|YIELDS: 6 Servings||PREP TIME: 10 mins||COOK TIME: 15 mins||TOTAL TIME: 25 mins|
This Healthy Coconut Curry was a hit! Creamy and flavorful, with just the right amount of spice - try it with tofu to make this a satisfying, meat-free meal!
½ lb green beans, cut into 2" pieces
1 tbsp canola oil
1 red onion, thinly sliced
Kosher salt and pepper
1 ½ tsp minced garlic
1 tbsp minced ginger
1 serrano chile, thinly sliced
2 tbsp Thai red curry paste
2 (14 oz) cans coconut milk
1 cup vegetable stock
⅓ cup lime juice
¼ cup fish sauce
3 tbsp honey
2 lbs protein (extra firm tofu, cooked chicken, cooked prawns, etc.)
6 peppadew peppers, sweet peppers, or cherry tomatoes
Chopped fresh basil
Rice noodles (such as pad Thai noodles)
- Bring a pot of water to a boil and cook the green beans for 2-3 minutes then rinse in ice water to stop the cooking process. Drain and pat dry.
- Heat the canola oil in a large stockpot over medium heat. Add the onion, season with salt and pepper, and sauté for 6-8 minutes, until softened.
- Add the garlic, ginger, chile, and curry paste.

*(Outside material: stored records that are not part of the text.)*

PR #224, opened 2019-08-01
[BTRX-539] Replace constants

tadeork:
## Addresses
https://broadinstitute.atlassian.net/browse/BTRX-539

## Changes
Replaced URL strings to constant strings and changed methods in the components to meet the new approach. There are many files changed because of this reason.

## Testing

---


src/main/webapp/util/UrlConstants.js
```diff
@@ -0,0 +1,71 @@
+const context = process.env.NODE_ENV !== 'test' ? component.contextPath : 'http://localhost';
```
rushtong: nit: I generally prefer non-negative logic blocks when possible - it's just as easy and more legible to invert this:
```suggestion
const context = process.env.NODE_ENV === 'test' ? 'http://localhost' : component.contextPath;
```

PR #225, opened 2019-08-02
ORSP: Implement mock-ups for Data Use Letter Link

vvicario:
## Addresses
https://broadinstitute.atlassian.net/browse/BTRX-741

## Changes
Update Consent Group -> Documents tab. Including Sample Collection date range and repository deposition question. Populate DUL form with the information just added in documents tab
## Testing
Go to:
1) Consent Group -> Documents tab. Fill in  Data Use Limitation Record Request information and get shareable link.
2) Go to the link. Information that you added in Data Use LImitation Record must be populated

---


grails-app/views/mainContainer/index.gsp
```diff
@@ -1,8 +1,15 @@
 <html>
   <head>
+
+  <g:if test ="${openUrl}">
+    <meta name="layout" content="unguarded_component"/>
+  </g:if>
```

Continue cooking for 1 minute.
- Stir in the coconut milk, chicken stock, lime juice, fish sauce, and honey. Bring to a boil, then reduce and simmer for 10 minutes.
- Add the protein and simmer for about 2 minutes.
- Stir in the peppadew peppers and blanched green beans. Simmer for 2 minutes.
- Stir in the basil, taste, and adjust seasoning, if needed.
- Prepare the rice noodles according to the package instructions.
- Add the noodles to a bowl, spoon the curry on top, add a squeeze of lime, and enjoy!